JUDGMENT REVERSED AND RENDERED, and cause remanded with directions.

Walton Walton & Nelson and Fisher Harris, all of Salt Lake City, for appellant.

Sam Cline, of Milford, for respondents.

THURMAN, J. GIDEON, C. J., and FRICK, CHERRY, and STRAUP, JJ., concur.

OPINION

THURMAN, J.

The complaint, in substance, alleges that in October, 1922, plaintiff and defendant Butler, hereinafter called Butler, entered into a joint venture for the disposal of a certain option which Butler held for the sale of 11,040 acres of land situated in Iron county, Utah. The lands were owned by the Iron Springs Sheep Company, hereinafter called the corporation.

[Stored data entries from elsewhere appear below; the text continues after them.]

PR #1505, opened 2020-03-26
Fixes compilation error C2338 when building with double precision

### LINKED ISSUE #1502: error C2338 when building with double precision
#### System Information
- Ogre Version: 1.12.5
- Operating System / Platform: Windows / x64
- Compiler: MSVC 2015

#### Detailed description
Build fails when compiling OgreInstanceBatch.cpp with double precision.

#### Build log
```
E:\Devel\Ogre\v1.12.5-master\ogre-master\OgreMain\src\OgreInstanceBatch.cpp(534): warning C4244: 'initializing': conversion from 'const Ogre::Real' to 'float', possible loss of data
e:\devel\ogre\v1.12.5-master\ogre-master\ogremain\include\OgreVector.h(61): error C2338: must have at least 4 dimensions
```

gmanol:
This seems to fix the issue. I'm not sure why though, any thoughts?

fixes #1502

### DIFF
--- a/OgreMain/include/OgreVector.h
+++ b/OgreMain/include/OgreVector.h
@@ -301,7 +301,7 @@ namespace Ogre
         you interpret the values.
     */
     template<int dims, typename T>
-    class _OgreExport Vector : public VectorBase<dims, T>
+    class Vector : public VectorBase<dims, T>
     {
     public:
         using VectorBase<dims, T>::ptr;


paroj:
you likely needed a clean build, which this change forced

gmanol:
I spend quite some time building and rebuilding the project. I'm not an expert with template programming, so if you have some time please try building with double precision (with and without the patch). This is weird, but I'm sure there is a logical explanation.

paroj:
rebuilding the project without the patch worked fine, thats why I closed the issue.

__declspec(dllexport) is technically not needed, but has some connotation regarding obtaining a function pointer. Therefore I would rather handle this consistently in all Ogre functions.

also try setting OGRE_ENABLE_PRECOMPILED_HEADERS=OFF in CMake. It seems those are not properly updated on configuration change.

gmanol:
Still having the same problem. May I ask about your build environment? MSVC version, CMake version and CMake configuration options mainly. Thank you.

paroj:
only did a quick test with MinGW on Linux so far. Will trigger a CI build with double config to verify

gmanol:
Nice, let's see.

PR #1508, opened 2020-03-27
CI: double test

paroj:


paroj:
this would require workarounds for VS2013 which would make the hard to read Vector code even worse, so I went with #1505 instead

PR #1517, opened 2020-03-31
Main: Swig - extend Matrix3, Matrix4 and Affine3 by non member operator overloads

AndreKamplingORGADATA:
The non member operator overloads were not wrapped by Swig.
In order to to that the %extend directive must be used in the Swig interface file.


paroj:
:+1: thanks

AndreKamplingORGADATA:
Just for my understanding, why are these operators are implemented as non member operator overloads?

paroj:
resolving circlular dependancy of Matrix and Vector in e.g `operator*(const Matrix4& m, const Vector4& v)`.

Also it is the only way to define `operator*(Real s, const Vector4& v)`

PR #1524, opened 2020-04-04
CMake: fix linking against libatomic

paroj:


simonschmeisser:
See https://buildd.debian.org/status/package.php?p=ogre-1.12&suite=experimental for reference

PR #1525, opened 2020-04-05
added macro recursion feature to GLSLPreprocessor

Miss-Yoshino:
GLSL Code before preprocessing:
```
#define RIGHT(left,right) (right)
#define LEFT(left,right) (left)
#define USE(a,b,F) F(a,b)
USE(A,B,LEFT)
USE(RIGHT(A,C),B,LEFT)
USE(A,B,RIGHT(left,LEFT))
```

Current output:
```
()(A, B)
()((C), B)
(())(A, B)
```

Fixed and correct output:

Plaintiff alleges that the agreement between him and Butler was that they were to use their joint efforts to dispose of the land at a profit, and were to share equally in the expenses incident thereto and in the profits, and that they each made efforts and incurred expenses in that behalf; that a purchaser was found by said parties at a gross profit of $ 10,000, of which Butler had received $ 5,000 and the corporation the remainder of the purchase price, except the sum of $ 22,500; that the corporation conveyed the property to said purchaser and took a note and mortgage thereon for $ 27,500, which mortgage secured payment of the sum of $ 5,000 to be paid Butler by the corporation; that Butler has made no accounting for the money received by him, has refused to account to plaintiff, and has repudiated and disavowed the joint venture relation; that Butler is insolvent, is threatening to collect the balance from the corporation, when paid by the purchaser, and to divert the same from the funds of said joint venture and appropriate them to his own use; that he has already appropriated to his own use the $ 5,000 collected by him, and that plaintiff is without adequate remedy at law; that an accounting will show that Butler is indebted to plaintiff in the sum of $ 5,000; that the said option agreement is in Butler's name, but that plaintiff is, and at all times has been, equally interested therein. Plaintiff prays that the agreement of joint venture be established, confirmed, dissolved, and settled; that Butler be required to render an accounting, and that plaintiff have judgment for such sum as may be found due him thereon; that plaintiff have judgment against the corporation, to the use of himself and Butler as their interests may appear, for the balance of $ 5,000. Plaintiff prays for general relief.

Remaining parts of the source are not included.